Dele Alli and England are through to the World Cup semifinals. (Getty)
It’s another step closer to coming home. England, which won its last and only World Cup over 50 years ago, advanced to the 2018 semifinals with a 2-0 win over Sweden on Saturday in Samara.
Harry Maguire’s first-half goal and a Dele Alli strike early in the second were enough for the Three Lions to advance past the plucky, Zlatan Ibrahimovic-less Swedes and into the final four for the first time since 1990.
Who would bet against England at least reaching the final at this point? It’s not that manager Gareth Southgate’s team has been dominant, far from it, especially from the run of play. Maguire’s strike came off of an Ashley Young corner kick, the eighth set piece goal out of 11 total that England has scored in Russia.
Coming into the match, they had produced just 23 shots from open play, ranking 22nd out of the 32 teams in the competition according to TrueMedia stats guru Paul Carr. It was more or less the same on Saturday, even in a comfortable win that was all but sealed when Alli nodded in a perfect Jesse Lingard pass to the back post with more than 30 minutes to play:
Three Lions outshot Sweden 12-7, but the Swedes actually put more shots on target. England just managed to convert both of their attempts on goal.
And despite the score line, the outcome of the match could have been different had England goalkeeper Jordan Pickford not made a string of key saves over the final 45 minutes. Sweden came out flying immediately after the break, and striker Marcus Berg looked like he’d equalized off a towering header only for Pickford to paw the chance away:
He stopped another good shot from Berg again later on.

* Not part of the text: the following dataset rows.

PR #509, opened 2025-04-26
Add ATLAS All Sky Survey catalog (refcat2) as a catalog option

mwcraig:
This pull request adds another catalog to stellarphot. It is the catalog used by the ATLAS project and has much better photometric precision that APASS. Unfortunately, magnitudes are  only available in the Pan-STARRS griz passbands, which are close to, but not quite the same as, the Sloan griz passbands. This PR treats them as being the same.

I'm about to open an issue about how to properly handle the passbands.


stellarphot/core.py
```diff
@@ -1326,9 +1334,128 @@ def prepare_cat(cat):
...
+    field_center : `astropy.coordinates.SkyCoord`, `astropy.wcs.WCS`, or FITS header
+        Either a `~astropy.coordinates.SkyCoord` object, a `~astropy.wcs.WCS` object
+        or a FITS header with WCS information. The input coordinate should be the
+        center of the frame; if a header or WCS is the input then the center of the
+        frame will be determined from the WCS.
+
+    radius : `astropy.units.Quantity`, optional
+        Radius around which to search.
+
+    clip_by_frame : bool, optional
```
Tanner728, line 1357: Is this needed due to the catalog search being a circular region and the frame being square?

Tanner728 (commented):
I don't see anything that will break it, but that doesn't mean too much.

stellarphot/core.py
mwcraig: Yeah; the search is always a cone, but it can be trimmed down to a rectangle if desired.

mwcraig:
I am once again thoroughly confused by codecov's claim of uncovered lines. Most of them are in `refcat2`, which I added a test for, so I'm pretty cofused about how it ends up thinking stuff isn't covered. I could maybe understand it not thinking that the nested function def is covered but 🤷‍♂️

.pre-commit-config.yaml
JuanCab, line 1: I'm assuming this is tweaking the pre-commit testing to support the latest version of ruff and to assume we need python 3.13 support

stellarphot/core.py
```diff
@@ -1030,6 +1032,11 @@ def from_vizier(
             If True, the catalog data does not contain error information, so a
             column of NaNs will be added for the error values.
 
+        tidy_catalog : bool, optional
+            If True, the catalog will be tidied into a long format with one
```
JuanCab, line 1036: I must admit I am not sure what you mean by 'tidied'.... can you possibly document this a bit more clearly, explaining that it reformats the table keeping magnitudes and colors more cleanly?

stellarphot/core.py
```diff
@@ -1200,7 +1207,7 @@ def apass_dr9(field_center, radius=1 * u.degree, clip_by_frame=False, padding=10
 
     clip_by_frame : bool, optional
         If ``True``, only return items that are within the field of view
-        of the frame. Default is ``True``.
+        of the frame.
```
JuanCab, line 1210: You removed the statement that the default was ``True``.  Do you want to instead say it is ``False``.

stellarphot/core.py
```diff
@@ -1292,7 +1299,7 @@ def vsx_vizier(field_center, radius=1 * u.degree, clip_by_frame=False, padding=1
...
```
JuanCab, line 1302: Again, do you want to indicate the default is ``False``.

stellarphot/core.py
```diff
@@ -1326,9 +1333,128 @@ def prepare_cat(cat):
...
+        """
+        This function does a few things:
+
+        1. Filter out galaxies from the catalog.
+        2. Only keep stars that are in the Gaia DR2 catalog.
+        3. Add the Gaia DR2 ID number to the catalog as the ID column.
+        """
+        # 1.
+        # The refcat2 paper says that "Virtually all galaxies can be rejected by
+        # selecting objects forwhich Gaia provides a nonzero proper-motion uncertainty,"
```
JuanCab, line 1399:
```suggestion
        # selecting objects for which Gaia provides a nonzero proper-motion uncertainty,"
```

JuanCab (approved):
Looks good, I made some comments, but as far as I can tell, looks good (it took a while for me to get the logic of your filtering of the ATLAS entries using GAIA, but it seems sound.

.pre-commit-config.yaml
mwcraig: Yeah...

stellarphot/core.py
mwcraig: Done

PR #515, opened 2025-05-12
Add ability for catalogs to perform transforms on themselves

mwcraig:
This also replaces the old transform notebook with something that is simpler.

### DIFF
--- a/stellarphot/core.py
+++ b/stellarphot/core.py
@@ -1186,7 +1186,7 @@ class CatalogData(BaseEnhancedTable):
 
         reduced_input = self[passband_mask]
 
-        # Grab a copy of the metadata to make sure it is preserved. to_pands will
+        # Grab a copy of the metadata to make sure it is preserved. to_pandas will
         # strip the metadata from the table.
         metadata = reduced_input.meta.copy()
 
--- a/stellarphot/core.py
+++ b/stellarphot/core.py
@@ -1134,7 +1134,7 @@ class CatalogData(BaseEnhancedTable):
 
         return cat
 
-    def passband_columns(self, passbands=None):
+    def passband_columns(self, passbands=None, transformer=None):
         """
         Return an `astropy.table.Table` with passbands as column names instead
         of the default format, which has a single column for passbands.
@@ -1144,6 +1144,12 @@ class CatalogData(BaseEnhancedTable):
         passbands : list, optional
             List of passbands to include in the output. If not provided, all
             passbands in the catalog will be included.
+
+        transformer : callable, optional
+            Function to transform the data in the passband columns. The function
+            should take a single argument, which is the data in the passband
+            column, and return the transformed data. If not provided, no
+            transformation will be applied.
 
         Returns
         -------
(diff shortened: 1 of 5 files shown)


Tanner728 (approved):

stellarphot/core.py
```diff
@@ -1163,7 +1170,12 @@ def passband_columns(self, passbands=None):
             passbands = catalog_passbands
         input_passbands = set(passbands)
         missing_passbands = input_passbands - catalog_passbands
-        if missing_passbands:
+        if missing_passbands == input_passbands:
+            # The user only request transformed passbands, give them all of them
```
JuanCab, line 1174: If I interpret the code correctly, if `missing_passbands == input_passbands` then `catalog_passbands` and `input_passbands` have no passbands in common, so what is the logic in replacing `input_passbands` with `catalog_passbands`?  Presumably the user has requested passbands NOT in the catalog in this case, are we not honoring that?

The comment is grammatically unclear which is part of the problem.

stellarphot/core.py
```diff
@@ -1173,6 +1185,10 @@ def passband_columns(self, passbands=None):
 
         reduced_input = self[passband_mask]
 
+        # Grab a copy of the metadata to make sure it is preserved. to_pands will
```
JuanCab, line 1188:
```suggestion
        # Grab a copy of the metadata to make sure it is preserved. to_pandas will
```

stellarphot/utils/magnitude_system_transforms.py
```diff
@@ -214,3 +214,85 @@ def load(cls) -> "PanStarrs1ToJohnsonCousins":
...
+    table["mag_IC"] = filter_transform(
+        table,
+        output_filter="I",
+        g="mag_SG",
+        r="mag_SR",
+        i="mag_SI",
+        transform="jester",
+    )
+
+    # Yes, this is dumb. You fix it if you want it less dumb.
```
JuanCab, line 249: Why is this necessary? It might be better to explain the problem here in the comments if you want to give a future 'fixer' of the bug motivation.

stellarphot/utils/magnitude_transforms.py
```diff
@@ -603,39 +605,42 @@ def fake_it(one_image):
...
-        our_coords = SkyCoord(one_image["ra"], one_image["dec"], unit="degree")
-        if cat is None or cat_coords is None:
+    one_coord = SkyCoord(
+        observed_mags_grouped["ra"][0], observed_mags_grouped["dec"][0], unit="degree"
+    )
+    if cat is None or cat_coords is None:
+        if cat_name == "apass_dr9":
             cat = apass_dr9(
-                our_coords[0], radius=1 * u.degree, clip_by_frame=False, padding=0
+                one_coord, radius=1 * u.degree, clip_by_frame=False, padding=0
```
JuanCab, line 614: Not a complaint, but isn't 1 degree a pretty large search radius for APASS DR9 or is it really so few stars?

stellarphot/utils/magnitude_transforms.py
```diff
@@ -644,7 +649,10 @@ def fake_it(one_image):
         color = cat["color"][cat_idx]
 
         # Impose some constraints on what is included in the fit
-        good_cat = ~(color.mask | cat_mag.mask) & (d2d.arcsecond < 1)
+        good_cat = ~(
+            getattr(color, "mask", False)
```
JuanCab, line 653: Just curious why the switch to `getattr`, was this to allow default values?

JuanCab (approved):
Looks mostly good, most of my comments were about comments....

stellarphot/utils/magnitude_transforms.py
mwcraig: This was because the color, etc sometimes has a mask and some times doesn't, which is sort of a hassle.

stellarphot/utils/magnitude_transforms.py
mwcraig: our fov is about 0.5 degree, and the 1 degree search executes pretty quickly.

PR #522, opened 2025-06-10
Change name of the optional setting "method" to "partial_pixel_method"

### LINKED ISSUE #498: Rename `PhotometryOptionalSettings.method` to something more explicit
I noticed the name when I changed `fwhm_by_fit` to `fwhm_method`. The current `method` is really the method for handling partial pixels, and a more explicit name would be better.

mwcraig:
This pull request fixes #498 by renaming the generic sounding "method" to "partial_pixel_method".

I also added a couple of tests to make sure that the "alpha" series of photometry files are still readable.

### DIFF
--- a/stellarphot/tests/test_core.py
+++ b/stellarphot/tests/test_core.py
@@ -1,4 +1,5 @@
 import warnings
+from pathlib import Path
 
 import numpy as np
 import pytest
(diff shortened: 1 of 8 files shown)


stellarphot/tests/test_core.py
```diff
@@ -1369,3 +1370,14 @@ def test_to_lightcurve_multiple_passbands(simple_photometry_data):
         match=r"Passband SI not found for this star",
     ):
         two_filters.lightcurve_for(1, passband="SI")
+
+
+def test_reading_2_0_0_alpha_photometry_file():
+    """
+    Just make sure that old photometry files are still readable.
```
JuanCab, line 1377: Is this the old or the new format when you refer to 2.0.0alpha, I am guessing old, but if it is unchanged from the last version 1 settings, I think it makes more sense to call this `test_reading_v1_photometry_file`.

mwcraig: "old" here refers to `2.0.0alpoha`, which I've been running on jupyter3 since last August. That has been an adventure....I wanted to make sure that updating to a 2.0 release won't stop research students in their tracks.

PR #525, opened 2025-06-12
Add ability to set limiting magnitude in catalog searches

### LINKED ISSUE #521: Add option for limiting magnitude for catalog retrieval
Tagging as a new feature, but borders on bug if you want a wide shallow field.

mwcraig:
This fixes #521 by adding the ability to specify a limiting magnitude when getting a catalog.


JuanCab (dismissed):
Looks generally good, but see comments.

stellarphot/core.py
```diff
@@ -1140,7 +1152,17 @@ def from_vizier(
             center = SkyCoord(*wcs.wcs.crval, unit="deg")
 
         # Get catalog via cone search -- all columns, no limit on rows
-        vizier = Vizier(columns=["all"], row_limit=-1)
+        column_filter = (
+            {f"{magnitude_limit_passband}": f"<={magnitude_limit}"}
+            if magnitude_limit is not None
```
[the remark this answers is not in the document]
mwcraig: No, because I've checked for that combination earlier in the code

stellarphot/core.py
```diff
@@ -1396,6 +1462,14 @@ def vsx_vizier(field_center, radius=1 * u.degree, clip_by_frame=False, padding=1
...
         is 100.
 
+    magnitude_limit : float, optional
+        If provided, only return items with a brightest magnitudes less than or equal
+        to this value.
+
+    magnitude_limit_passband : str, optional
+        There is no straightforward way to limit the VSX catalog by passband. The
+        magnitude limit will be applied to the variable star's magnitude at maximum.
+
```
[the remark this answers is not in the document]
mwcraig: It is for consistency with others -- I'll update the docstring in a moment. I guess it is included for two reasons, really -- one is for consistency but also to be able to tell the user what to do if they try to force in a passband (rather than just not allowing the keyword argument).

mwcraig:
Tests pass locally, so if you are fine with merging this, I am too....

stellarphot/core.py
```diff
@@ -1347,7 +1347,7 @@ def apass_dr9(
         If provided, only return items with magnitudes less than or equal
         to this value.
 
-    magnitude_limit_passband : str, optional
+    magnitude_limit_passband : str, optional, default is "V"
```
JuanCab, line 1350: You changed the default to `None` from what I can tell...

stellarphot/core.py
```diff
@@ -1476,9 +1489,10 @@ def vsx_vizier(
         If provided, only return items with a brightest magnitudes less than or equal
         to this value.
 
-    magnitude_limit_passband : str, optional
+    magnitude_limit_passband : str, optional, default is "max"
```
JuanCab, line 1492: Default has NOT been set to "max" in the function declaration.

stellarphot/core.py
```diff
@@ -1529,7 +1543,7 @@ def refcat2(
     clip_by_frame=False,
     padding=100,
     magnitude_limit=None,
-    magnitude_limit_passband="SR",
+    magnitude_limit_passband=None,
```
JuanCab, line 1546: it appears to be defaulting to `None` instead of `SR` as the documentation below implies (and as it formerly did).

JuanCab (changes requested):
Default bandpasses appear to have been accidentally set to `None` (they appear to have been defined and the change was reverted).  Please review them and confirm.

stellarphot/core.py
mwcraig: Later in the code the default is set to SR if `magnitude_limit` is not None...

mwcraig:
> Default bandpasses appear to have been accidentally set to None (they appear to have been defined and the change was reverted). Please review them and confirm.

To clarify, I was aiming to have default values but also be able to check, in `from_vizier` for a `magnitude_limit` without a `magnitude_limit_passband`. 

Setting a default  as a string in the individual catalogs meant that the when `from_vizier` there was a `magnitude_limit_passband` set for even if the user hadn't set one.

I suppose I could, if you would prefer, add a check in the catalogs for `magnitude_limit is None` and unset the `magnitude_limit_passband` if it has the default value.

LMK if you want me to switch it to that...

PR #532, opened 2025-06-20
Add transform from USNO to SDSS system

### LINKED ISSUE #516: Fix Jester et al transforms
Buried somewhere in the code is an implementation of the transform equations given by jester et al for transforming to/from SDSSS passbands to Johnson/Cousins.

Those transforms are to the *ugriz* filters that are the main SDSS scope, not the *u'g'r'i'z'* filters everyone else has. That should be fixed. See https://github.com/feder-observatory/stellarphot/issues/510#issuecomment-2832541152.

mwcraig:
This fixes #516 by adding the option to include the transform from USNO u'g'r'i'z' to SDSS ugriz.


stellarphot/utils/magnitude_system_transforms.py
```diff
@@ -251,6 +382,10 @@ def transform_apass_bands(table):
     table["mag_I"] = table["mag_IC"]
     # The dumbness has ended for now
 
+    # Remove the temporary columns if they were created
+    if apply_sdssdr7_transform:
+        del table["mag_SG_tmp", "mag_SR_tmp", "mag_SI_tmp"]
+
```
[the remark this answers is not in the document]
mwcraig: You are still wrong about this, @Copilot...

stellarphot/utils/data/USNO_SDSS_to_SDSS_DR7.json
```diff
@@ -0,0 +1,40 @@
...
+            "z"
+        ]
+    },
+
+
+    "transform_information": {
+        "name": "USNO_SDSS_to_SDSS_DR7",
+        "from_passbands": ["u'","g'","r'","i'","z'"],
+        "to_passbands": ["u","g","r","i","z"],
+        "transformation_matrix":
```
Tanner728, line 30: I am not seeing where some of the numbers listed in the transformation matrix are coming from. I probably misunderstand the transformation matrix but I assume it is just these equations from the referenced 2005 website.
image

stellarphot/utils/data/PS1_to_JC.json
```diff
@@ -21,7 +21,7 @@
             "Ic"
         ]
     },
-    "transform_coefficients": {
+    "transform_information": {
```
Tanner728, line 24: I think this better conveys what is actually contained in the dictionary.

stellarphot/utils/magnitude_system_transforms.py
```diff
@@ -82,9 +84,42 @@ def polynomial(self) -> np.polynomial.Polynomial:
         return np.polynomial.Polynomial(self.polynomial_coefficients)
 
 
+class MagnitudeTransformMatrix(BaseModel):
+    """
```
Tanner728, line 88: Do we want the same definition for both "MagnitudeTransformPolynomial" and this class?

stellarphot/utils/magnitude_system_transforms.py
```diff
@@ -229,20 +322,58 @@ def transform_apass_bands(table):
...
         g="mag_SG",
         r="mag_SR",
         i="mag_SI",
+    )
+
+    # The Jester transformation really for transformation from the ugriz on the
+    # 2.5m SDSS telescope to the Johnson-Cousins system.
+    #
+    # APASS is using u'g'r'i'z' (well, only g'r'i' in APASS) and so I *think*
+    # that the right thing to do is to transform the APASS g'r'i' to the SDSS DR7
```
Tanner728, line 336: Will this add a significant amount of uncertainty to the transformed magnitudes if we are doing a double transform? If I am understanding this correctly.

stellarphot/utils/magnitude_system_transforms.py
mwcraig: I wish -- in the long run we can do this because we can write the polynomial thing as a matrix if we decide we need to. For now it was easier to just make two classes to represent the two broad ways I've seen of transforming.

stellarphot/utils/magnitude_system_transforms.py
mwcraig: Not sure what the residual is in each of the fits and no one seems to express the coefficients as value ± error so we can't really propagate any transform errors.

Right now I *think* that using Jester only to change APASS r'i' to Rc and Ic is wrong. Jester's paper clearly states that he redid an earlier set of transforms to be *on the SDSS system*, not the USNO system, (aka. the "primed" system).

stellarphot/core.py
```diff
@@ -1217,7 +1217,9 @@ def from_vizier(
 
         return cat
 
-    def passband_columns(self, passbands=None, transformer=None):
+    def passband_columns(
+        self, passbands=None, transformer=None, transformer_kwargs=None
+    ):
         """
         Return an `astropy.table.Table` with passbands as column names instead
```
JuanCab, line 1224: You might want to document `transformer_kwargs` as a parameter in the docstring (I can guess from context, but just for completeness).

stellarphot/core.py
```diff
@@ -1295,9 +1297,10 @@ def passband_columns(self, passbands=None, transformer=None):
         # Add the metadata back to the table
         return_table.meta.update(metadata)
 
+        transformer_kwargs = transformer_kwargs or {}
```
JuanCab, line 1300: Clever, had to stare at this a bit to figure it out.  I might use it in my class when introducing booleans.

stellarphot/utils/data/USNO_SDSS_to_SDSS_DR7.json
JuanCab: I'll admit I am lost here as well as to how you get this transformation matrix from the referenced documentation.  (time passes) I looked over your gist and have a better idea of what you are doing.  You might want to distill that gist down into some comments or documentation to include with the code.

stellarphot/utils/tests/test_magnitude_system_transforms.py
```diff
@@ -216,3 +233,21 @@ def test_refcats_adds_BVRI(self):
...
+        # Check that the zero point for ug is correct
+        inp_mag = np.asarray([1.39, 0.0, 0.0, 0.0, 0.0, 1.0])
+        # This should produce this output:
+        # u: same as u' so 1.39
+        # g: product of -b_g and -zp_gr, so -0.0318
+        # r: product of -b_r and -zp_ri, so -0.00735
+        # i: product of -b_i and -zp_ri, so -0.00861
+        # z: product of -b_z and -zp_iz, so 0.0027
+
+        # This effectively checks the whole matrix
```
JuanCab, line 249: Are there any test values we can use other than ones based on knowing the matrix based on observations (e.g. known ugriz to u'g'r'i'z' mapping)?

JuanCab (dismissed):
Looks good for the most part, I was curious if another test was possible BUT don't think that needs to hold things up.  Might be worth it to see if we can reproduce known transforms of ugriz to u'g'r'i'z' if possible.

PR #533, opened 2025-06-22
Fix representation of table attributes

mwcraig:
It turns out there was a bug in #519: stellarphot objects stored as `dict`s in the metadata were not properly turned back into onjects on reading if they were table attributes instead of being stored directly in the table metadata dictionary.

This PR adds a test for that and fixes the issue.


mwcraig:
YOLO!

PR #535, opened 2025-06-22
Add properties for several of the more useful table columns

### LINKED ISSUE #452: Etiher the documentation or `PhotometryData` needs updating...
In [the documentation](https://github.com/feder-observatory/stellarphot/blob/aca116777bf6fb351590906279f252fc81bffcc0/docs/stellarphot/index.rst?plain=1#L7) we say this about photometry data in stellarphot:

```
Photometry objects always have these attributes, also available dictionary-style:

+ ``mag`` -- the calibrated magnitude; may be missing (e.g. your data prior to calibration)
+ ``mag_err`` -- error in ``mag``
+ ``inst_mag`` -- the instrumental magnitude; may be missing (e.g. catalog data)
+ ``inst_mag_err`` -- error int the ``inst_mag``
+ ``band`` -- the filter of the magnitude; required
+ ``BJD`` -- Barycentric Julian Date of the midpoint of the observation; may be missing/masked
+ ``RA2000`` -- right ascension in degrees, in the ICRS frame at epoch 2000
+ ``DEC2000`` -- declination in degrees in the ICRS frame at epoch 2000
```

We should either update `PhotometryData` to do this (which seems like a fine and simple route) or update the documentation. I'd lean towards having a coordinate object provided instead of separate RA and Dec, though. The coordinate object is much more useful.

@JuanCab -- accumulating issues to talk through 😬

mwcraig:
Fixes #452

@JuanCab -- the thing I have the question about is renaming the column "mag_error"....

### DIFF
--- a/docs/stellarphot/user_guide/using_photometry_data.rst
+++ b/docs/stellarphot/user_guide/using_photometry_data.rst
@@ -1,15 +1,28 @@
 Working with  Photometry Data
 #############################
 
-Photometry objects always have these attributes, also available dictionary-style:
 
-+ ``mag`` -- the calibrated magnitude; may be missing (e.g. your data prior to calibration)
-+ ``mag_err`` -- error in ``mag``
-+ ``inst_mag`` -- the instrumental magnitude; may be missing (e.g. catalog data)
-+ ``inst_mag_err`` -- error int the ``inst_mag``
-+ ``band`` -- the filter of the magnitude; required
-+ ``BJD`` -- Barycentric Julian Date of the midpoint of the observation; may be missing/masked
-+ ``RA2000`` -- right ascension in degrees, in the ICRS frame at epoch 2000
-+ ``DEC2000`` -- declination in degrees in the ICRS frame at epoch 2000
+Photometry data attributes
+--------------------------
 
-There may be additional fields.
+`~stellarphot.PhotometryData` objects always have these attributes, also available dictionary-style:
+
++ ``coord`` -- an astropy `~astropy.coordinates.SkyCoord` object with the coordinates for each star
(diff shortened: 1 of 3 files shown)


docs/stellarphot/user_guide/using_photometry_data.rst
```diff
@@ -1,15 +1,28 @@
...
-There may be additional fields.
+
+Photometry data attributes
+--------------------------
+
+`~stellarphot.PhotometryData` objects always have these attributes, also available dictionary-style:
+
++ ``coord`` -- an astropy `~astropy.coordinates.SkyCoord` object with the coordinates for each star
++ ``mag_inst`` -- the instrumental magnitude
++ ``mag_inst_error`` -- error in the instrument magnitude
```
JuanCab, line 12: shouldn't it be "instrumental magnitude" instead of "instrument magnitude"?  Also, for each star, right?

docs/stellarphot/user_guide/using_photometry_data.rst
```diff
@@ -1,15 +1,28 @@
...
-
-There may be additional fields.
+
+Photometry data attributes
+--------------------------
+
+`~stellarphot.PhotometryData` objects always have these attributes, also available dictionary-style:
+
++ ``coord`` -- an astropy `~astropy.coordinates.SkyCoord` object with the coordinates for each star
++ ``mag_inst`` -- the instrumental magnitude
```
JuanCab, line 11: I may have forgotten the details of Photometry Data objects, but isn't this instrumental magnitudes for each star?

JuanCab (approved):
So far looks good...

Still, England has every right to be confident. They fully deserve a place in the semis. The Three Lions didn’t get there because of luck. Even in finally snapping their streak of tournament-ending losses from the penalty spot in the Round of 16 thriller against Colombia, they were following a meticulous plan devised by Southgate and his staff.
That’s not to say the Three Lions haven’t been lucky at times. They have. But you also make your luck, and England has played as well as they’ve needed to. Southgate’s controversial decision to sit many of his starters — including captain Harry Kane — for the group stage finale loss to Belgium now looks like a masterstroke. There’s been a cultural shift within not only this squad, but Englands’ Football Association.
It’s not a coincidence that this particular England team is succeeding where its predecessors failed. This squad is a product of a new optimism surrounding the country’s national programs. England is already the reigning world champions at the Under-17 and U-20 levels. Southgate’s young guns weren’t really expected to compete for the title this summer as much as they were laying the groundwork in order to field a genuine challenger in 2022.
Yet here they are, just two games from bringing it home. What began as an almost tongue-in-cheek phrase borrowed from the corny official theme song of Euro ’96 has become a sincere rallying cry from a long-suffering fan base that suddenly, almost implausibly has World Cup glory in its sights.